Swimming upstream: The near miss of a very Scottish Salmond

30th September 2014 By: Brandon Hamber

Swimming upstream: The near miss of a very Scottish Salmond

Brandon Hamber

I’ve been lucky enough to live through some amazing political times, the first South African democratic election in 1994 and the signing of the Belfast Agreement in Northern Ireland in 1998 being top of the list.  During the Scottish independence referendum, albeit briefly, I thought I might be about to witness yet another one of these historic moments. In the eyes of some Scottish people, I saw the look I have seen before - a look of hope and the expectation for something different. A future unknown but filled with promise. 

A few years ago, any prospect of independence was scoffed at. Rivals called Alex Salmond’s idea of the referendum a waste of time and money, and simply about building his career. But the referendum keyed into something more fundamental that was bigger than the question being asked and any single politician. The referendum woke the spirit of hundreds of thousands of people who have for years felt disengaged from politics.

Whether the 45% of the population who voted “Yes” did it as a protest vote against those in power or it was a thought-through calculation about the value of independence, does not matter. A considerable proportion of the population wanted change, and more importantly were prepared to take a sizeable risk to get it.

I don’t know if independence is the route to this change or not, or if it is a good idea, but the referendum was a signal. The referendum was a moment when a collective of people moved in a common direction. It was Scotland’s brief flickering Arab Spring, of sorts. Of course, statistically speaking it was an endorsement to remain in the UK, but emotionally it was a call from the people who are often voiceless in society to speak.

No matter what now happens constitutionally, whether it is the devolution of more powers to Scotland or an English Parliament, I hope politicians across the board have the sense to listen. There is a groundswell of participation to build on and to make lasting change in whatever form.

The little pessimist in me says this will probably not happen. Now that the question is settled (at least for the next while) the system will march on unchanged and disillusionment will return to the people. The optimist in me says, if there is no change, the people whose democratic spirit was stirred, in the “Yes” and “No” camps, will not let this happen. Hopefully, the participatory dragon has been truly woken from its slumber. If so, this is something to celebrate.

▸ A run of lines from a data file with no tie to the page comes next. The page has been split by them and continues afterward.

PR #131, opened 2023-01-29
Process docstring event v2

jnikula:
v2 of #129 hopefully with all the comments resolved.

I've added some commits cleaning up related documentation, and expanded on the built-in extension usage. There's more to do, surely, but I'm hoping this is a good first step.

I also pushed the rebased but otherwise unchanged version of #129 to `process-docstring-event-v1-rebased` which may be helpful in comparing the differences between the two.

### DIFF
--- a/doc/built-in-extensions.rst
+++ b/doc/built-in-extensions.rst
@@ -60,6 +60,58 @@ For example:
       :file: file.c
       :transform: javadoc
 
+.. _hawkmoth.ext.napoleon:
+
+hawkmoth.ext.napoleon
+---------------------
+
+This extension provides a bridge from Hawkmoth to the
+:external+sphinx:py:mod:`sphinx.ext.napoleon` extension, using the
+:event:`hawkmoth-process-docstring` event, to support Napoleon style
+documentation comments.
+
+Installation and configuration in ``conf.py``:
+
+.. code-block:: python
+
+   extensions.append('hawkmoth.ext.napoleon')
+
+.. py:data:: hawkmoth_napoleon_transform
+   :type: str
+
+   Name of the transformation to handle. Defaults to ``'napoleon'``. Only
+   convert the comment if the ``transform`` option matches this name, otherwise
+   do nothing.
+
+For example:
+
+.. code-block:: python
+   :caption: conf.py
+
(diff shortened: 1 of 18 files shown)


doc/built-in-extensions.rst
```diff
@@ -0,0 +1,70 @@
...
+This extension handles the :py:data:`cautodoc_transformations` feature, using
+the :event:`hawkmoth-process-docstring` event.
+
+.. note::
+
+   Going forward, it's recommended to handle transformations using the event
+   directly instead of :py:data:`cautodoc_transformations`. This built-in
+   extension provides backward compatibility for the functionality.
+
+   For now, this extension is loaded by default, and the below installation step
```
BrunoMSantos, line 129: The installation step below*

doc/extension.rst
```diff
@@ -31,7 +34,10 @@ For example:
 Configuration
 -------------
 
-The extension has a few configuration options that can be set in ``conf.py``:
+The extension has a few configuration options that can be set in ``conf.py``.
+
+See also additional configuration options in the :ref:`built-in extensions
+<built-in-extensions>`.
```
BrunoMSantos, line 40: I'm really nitpicking here, but this feels inferior to the admonition style example I made. Particularly, it's less direct in stating that there is a specific extension which is temporarily enabled by default and thus its configuration variables are a non-negotiable addition to these ones. I think it's that extension that we need a reference for here, not the whole set.

Than again... meh.

BrunoMSantos:
I was expecting some notice of unstable API for the event. After what we discussed I think it would be a good idea, even if it will be relatively easy to support these APIs well into the future. I'll trust your judgment on that one though.

Found a tiny grammatical and one other nitpick, but it's good really. Certainly no need for another round.

This project is starting to shape up :)

jnikula:
> I was expecting some notice of unstable API for the event. After what we discussed I think it would be a good idea, even if it will be relatively easy to support these APIs well into the future. I'll trust your judgment on that one though.
> 
> Found a tiny grammatical and one other nitpick, but it's good really. Certainly no need for another round.

I fixed the grammar, and merged this. We can tweak the rest before the next release if we want.

Thanks for the review!

> This project is starting to shape up :)

:+1:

No matter what you think about Alex Salmond, he and his party did an incredible job in igniting this desire for change and getting people, from both camps, out to the polls. He silenced the critics who called his idea of an independent Scotland a joke. It is clearly a serious prospect.

To this end, it is somewhat ironic that Alex Salmond has stepped down as leader. This is normally the way losers go, and given the position from where the “Yes” campaign started they could hardly be called losers. Their efforts should be applauded not for Scotland but for participatory democracy the world over, and more importantly for helping break the political apathy that permeates politics these days.

So when I think of Alex Salmond and his “Yes” campaigners, and the dejection I saw on their faces on the night of the referendum, it is strangely the words of Hunter S. Thompson that came to mind: remember “being shot out of a cannon will always be better than being squeezed out of a tube”.